The Absorb everolimus-eluting stent, which is designed to dissolve completely after approximately 3 years, won pre-market approval from the FDA earlier this month.
“Abbott’s goal is to help people everywhere live better, fuller and healthier lives,” vascular senior vice president Deepak Nath said in prepared remarks. “The Absorb bioresorbable stent treats coronary artery disease without committing people to a permanent metal implant – giving them peace of mind and helping them get back to their daily lives without the concern of having a permanent metallic implant. We’re very excited to bring the promise of Absorb to patients in Canada.”
“The Absorb stent is a significant advance in the way that coronary artery disease can be treated,” added Dr. Philippe L.-L’Allier of the Montreal Heart Institute. “Its novel technology means that once the stent has dissolved, the treated artery can pulse and flex as demands on the heart change with everyday activities. It also means physicians can more easily offer their patients other treatment options if necessary in a patient’s future.”
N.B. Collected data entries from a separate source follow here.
PR #1860, opened 2015-03-27
Ignore unhelpful warnings from -Wreceiver-is-weak in RACObserve

numist:
https://github.com/ReactiveCocoa/ReactiveCocoa/pull/1595 changed `RACObserve` to message a weakified target, but this emits a compiler warning when `-Wreceiver-is-weak` is enabled.

This is fine for `RACObserve` since the lifetime of the signal is tied to the lifetime of the target, so it's safe to fix with a `clang diagnostic ignored`.


jspahrsummers:
Thanks! :heart:

PR #1866, opened 2015-03-31
MKAnnotationView prepare for reuse signal

kazmasaurus:
Adds the same `rac_prepareForReuseSignal` that's in all the other reusable views to MKAnnotationView.


jspahrsummers:
Awesome, thanks! :sparkles:

PR #1885, opened 2015-04-11
Overloaded skipRepeats for Array<T: Equatable>

NachoSoto:
I'm not sure if this is something we want to include, but I've needed this myself.

This is necessary because `Array` is not `Equatable` *yet*. Hopefully one day Swift will allow partial specialization of types (is that the right term?) so this won't be necessary.


jspahrsummers:
You can use `skipRepeats(==)` for this, I think, or `skipRepeats { $0 == $1 }` at the very least.

I'd rather not bring this in, because the `Equatable` restriction applies to _every_ collection, and I don't think we should be offering an overload for everything under the sun.

NachoSoto:
Makes sense :) thanks!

Abbott said it plans to have the device on the Canadian market this summer; the device landed CE Mark approval in the European Union in May 2015.
The Absorb stent is set to compete with Medtronic‘s (NYSE:MDT) Resolute stent and Boston Scientific‘s (NYSE:BSX) Synergy and Promus stents. Synergy’s polymer coating used to deliver a drug disappears over time, leaving a bare-metal stent in place.